Lo que sí es un hecho, es lo que nuestro fundador decía: «el misionero debe saber y estar preparado para todo y esta fuerza sólo se saca del Corazón de Jesús y es Él nuestra única fuerza». Así lo comprobé cuando el Señor quiso acrisolarme y al primer año que llegué a misión perdí a un hermano y el último año de mi estancia en Angola, Dios llamó a mi padre a su casa.

La vida de un misionero

A veces escucho opiniones acerca de que la misión es subir y bajar montañas, y en parte es verdad, pero quisiera que tuviéramos en cuenta que la vida religiosa misionera tiene su centro de vida y fortaleza en los momentos diarios de oración y vida fraterna. También es importante alimentar nuestro espíritu de Dios, para estar prontas a las dificultades y necesidades que se vayan presentando.

Nuestro fundador nos aconsejaba tener corazón de pajarito para ser libres y siempre tender al cielo donde está la verdadera recompensa y espalda de burro, para no cansarnos de trabajar para la Gloria de Dios.
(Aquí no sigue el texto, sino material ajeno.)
PR #760, opened 2022-12-13
8298532: Declare private constructors for FFM internal Architecture implementations

minborg:
This PR proposes declaring AArch64Architecture and X86_64Architecture final and creating a private constructor so that this redundant byte code can be eliminated:

```
 public jdk.internal.foreign.abi.x64.X86_64Architecture(); 
    Code: 
       0: aload_0 
       1: invokespecial #1 // Method java/lang/Object."<init>":()V 
       4: return 

 public jdk.internal.foreign.abi.aarch64.AArch64Architectur(); 
    Code: 
       0: aload_0 
       1: invokespecial #1 // Method java/lang/Object."<init>":()V 
       4: return 
```

and other potential optimizations can be unlocked.

---------
### Progress

### Issue
 * [JDK-8298532](https://bugs.openjdk.org/browse/JDK-8298532): Declare private constructors for FFM internal Architecture implementations

### Reviewers

### Reviewing

Checkout this PR locally: \
`$ git fetch https://git.openjdk.org/panama-foreign pull/760/head:pull/760` \
`$ git checkout pull/760`

`$ git checkout pull/760` \
`$ git pull https://git.openjdk.org/panama-foreign pull/760/head`

</details>

Checkout this PR locally: \
`$ git pr checkout 760`

`$ git pr show -t 760`

</details>

<a href="https://git.openjdk.org/panama-foreign/pull/760.diff">https://git.openjdk.org/panama-foreign/pull/760.diff</a>

</details>

### DIFF
--- a/src/java.base/share/classes/jdk/internal/foreign/abi/aarch64/AArch64Architecture.java
+++ b/src/java.base/share/classes/jdk/internal/foreign/abi/aarch64/AArch64Architecture.java
@@ -40,7 +40,7 @@ public final class AArch64Architecture implements Architecture {
     private static final int VECTOR_REG_SIZE = 16;
 
     // Suppresses default constructor, ensuring non-instantiability.
-    public AArch64Architecture() {}
+    private AArch64Architecture() {}
 
     @Override
     public boolean isStackType(int cls) {
--- a/src/java.base/share/classes/jdk/internal/foreign/abi/aarch64/AArch64Architecture.java
+++ b/src/java.base/share/classes/jdk/internal/foreign/abi/aarch64/AArch64Architecture.java
@@ -30,7 +30,7 @@ import jdk.internal.foreign.abi.Architecture;
 import jdk.internal.foreign.abi.StubLocations;
 import jdk.internal.foreign.abi.VMStorage;
 
-public class AArch64Architecture implements Architecture {
+public final class AArch64Architecture implements Architecture {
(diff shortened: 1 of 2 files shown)


src/java.base/share/classes/jdk/internal/foreign/abi/aarch64/AArch64Architecture.java
```diff
@@ -39,6 +39,9 @@ public class AArch64Architecture implements Architecture {
     private static final int INTEGER_REG_SIZE = 8;
     private static final int VECTOR_REG_SIZE = 16;
 
+    // Suppresses default constructor, ensuring non-instantiability.
+    public AArch64Architecture() {}
```
JornVernee, line 43:
```suggestion
    private AArch64Architecture() {}
```

JornVernee (approved):

mcimadamore:
Just a quick clarification: this change does not alter the shape of the bytecode. That is, a constructor is still emitted by javac (with the corresponding supercall to `Object::<init>`). The only difference is that the constructor is now `private`, so it doesn't show up with a simple `javap` or even with `javap -v`, because `javap` filters out non-public members by default. To show all members, `javap -p -v` should be used instead, which would then reveal the private constructor.

That said, this change makes the nature of the class (as a bag of statics) more explicit, so I still support it.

Sé que en Luanda no hice sino lo que debía y que mis esfuerzos, sacrificios, alegrías y sinsabores serán para la Gloria de Jesús misionero a quien le debo este llamado. Pues tengo seguridad que la misión por ser obra de Dios seguirá dando frutos abundantes porque sólo somos instrumentos que el Señor elige para continuar su obra redentora.

Finalmente agradezco a Dios: por la vida, por la vocación, por las experiencias que me permitió vivir; por el pueblo angolano que ahora es parte de mi existir. Gente sencilla, acogedora, abierta y fiel al mensaje del Evangelio.

Ahora y aquí en México, quiero seguir con la gracia de Dios cumpliendo mi misión en la encomienda que la congregación me ha pedido: ecónoma general. Y que las palabras de San Pablo sigan siendo motivación en mí «Ay de mí si no evangelizo» (1 Cor 9,16).